There are many discussions that are worth having about “artificial intelligence” and thinking computers that are not happening, at least not in a forum to which I am privy. The existentialist perspective that Merleau-Ponty describes above hints at a core tension that I feel in my work today, which is that our current approach to building computer intelligence is perhaps unfair if we do, presume, that at some point these machines will be conscious.

We do not learn to experience the world around us and reality by waking up in a fully formed body that has been seeded with human knowledge. We learn to experience the world through senses that “come online” and we need to figure out how to make sense of the patterns. We perceive light, sound, and faces – we feel discomfort in our bodies.
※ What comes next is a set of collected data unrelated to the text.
PR #271, opened 2020-10-12
positive and negative contribution of the shielding constant

rahulj98:
added a way to calculate the positive and negative contributions to the shielding constant by calculating the shielding contribution for each point.
also, we can now create the jvec.vtu files for each atom in a molecule.

### DIFF
--- a/src/fgimic/jfield.f90
+++ b/src/fgimic/jfield.f90
@@ -24,6 +24,7 @@ module jfield_class
         real(DP), dimension(3) :: b
         real(DP), dimension(:,:), pointer :: tens
         real(DP), dimension(:,:), pointer :: vec
+        real(DP), dimension(:,:), allocatable  :: sigmaval
         type(grid_t), pointer :: grid
     end type
 
@@ -367,6 +368,7 @@ contains
         else if ( ((trim(this%grid%mode)=='base' .or. trim(this%grid%mode)=='std') .and. this%grid%gauss) &
               .or. trim(this%grid%mode)=='file' ) then ! (base && gauss) || file
           allocate(jval_unstructured(this%grid%npts(1), 3))
+          allocate(this%sigmaval(this%grid%npts(1), 3))
           dummy = 0
           do i=1, p1 ! which is the total number of points
             v = jv(:, i)
@@ -374,6 +376,7 @@ contains
               coord=gridpoint(this%grid, i, dummy, dummy)*AU2A
               call write_jmod(coord,v,fd2)
             end if
+            this%sigmaval(i , 1:3) = v
             jval_unstructured(i, 1:3) = v
           end do
         end if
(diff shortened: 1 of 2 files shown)


heikef:
I think we should write out the shielding density as a density and not as a vector file. Writing a vtu file for each atom is the same thing as done in my pull request. 
We should keep the separation in positive and negative contributions. 
There are too many commits. Please squash.

src/fgimic/jfield.f90
```diff
@@ -367,6 +367,7 @@ subroutine jvector_plots(this,tag)
         else if ( ((trim(this%grid%mode)=='base' .or. trim(this%grid%mode)=='std') .and. this%grid%gauss) &
               .or. trim(this%grid%mode)=='file' ) then ! (base && gauss) || file
           allocate(jval_unstructured(this%grid%npts(1), 3))
+          allocate(this%sigmaval(this%grid%npts(1), 3))
```
heikef, line 370: Why did you add this to the type structure for the J tensor? Outside the property routine this entry will not be needed.

src/fgimic/jfield.f90
```diff
@@ -425,19 +421,29 @@ subroutine jvector_plots(this,tag)
             ! read(GRIDELE, '(3i4)') ncells, dummy, dummy
             read(GRIDELE, *) ncells, dummy, dummy
             ! write(*,*) "ncells ", ncells
-            allocate(cells(4,ncells))
+            allocate( this%grid%cells(4,ncells))
```
heikef, line 424: Here the inclusion of the cells makes sense. On the other hand we only need this when reading in grid.1.ele.....

src/fgimic/jfield.f90
```diff
@@ -425,19 +421,29 @@ subroutine jvector_plots(this,tag)
...
+            deallocate(jval_unstructured)
+            deallocate(this%sigmaval)
+            deallocate( this%grid%cells)
+
           else
             write(*,*) 'not writing a vtu file, because the file grid.1.ele was not found.'
           endif
-          deallocate(jval_unstructured)
+
+          ! Maria: moved this call here since the cells are needed when printing
```
heikef, line 444: This comments are not needed later on.

src/fgimic/jfield.f90
rahulj98: I am sorry if this is wrong I have limited knowledge of Fortran. 
The variable sigmaval was defined at line 27 in the data type jfield_t, which was called in the subroutine jvector_plots as 'this' at line 256

bast:
Thanks Rahul! Any way I can help to get this change in?

src/fgimic/jfield.f90
heikef: No need to be sorry. I suggest to avoid adding extra fiels to fix type structures. We need this only in the property routine.

heikef:
@bast - I filed a pull request first. When my pull request is merged Rauhl could put his stuff in. Instead of writing the tensor components as vector information on file we should use a new density type format ("scalar"). This has been done (see my pull request). After the merge Rauhul could add the collection of the positive and negative contributions to sigma.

We feel hunger. We feel delight. A computer, on the other hand, does not.


A challenge that I have which may itself prove to be existential to my current career path in the private technology sector is that so many people who work in this space dismiss the lived experiences of actual humans, today. The idea of becoming ‘god’ plays so strongly into the billionaire mindset in Silicon Valley that they continue to invest in technological advancements in spite of the environmental and societal impact that they have.

I am not opposed to the idea that computers could be sentient, conscious beings. I view my computers as an extension of myself; an extension where I am increasingly aware of all of the places I have inadvertently given up agency, control, and power to another entity. I have been trained by these entities to not ask too much; to not deviate too far from the assigned path.
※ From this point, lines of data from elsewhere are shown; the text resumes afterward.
PR #22, opened 2020-11-21
Add cargo build targets to pick up dev-dependencies

BenD0G:
Hi there, big fan of this project 😄 thought I'd share a change that has helped me out - building multiple targets, which picks up `dev-dependencies`. Happy to discuss further!

## Changes
1. Add some flags to `cargo chef cook`, which are passed directly to `cargo build`:
    1. `--benches`
    2. `--tests`
    3. `--examples`
    4. `--all-targets`
2. Add skeleton files for `tests` and `examples` in the same fashion as already happens for `benches`.

## Motivating Example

To me, my existentialism is a sign that I am awake. Alive. That I am on my own journey, and that I hold the agency that I so deeply wish to have. It is my essential force, to question, observe, and change. In this growing age of “artificial” – or, my preferred “A”, “augmented” – intelligence, there is no better time for us to shape the very nature of what it means to be[1].


[1] – Heideggerian terminology defines two types of being: “mitsein” – with self, and “mitwelt” – with the world. I think this is beautiful. I so often find that the English language lacks the nuance and clarity of expression that other languages make space for.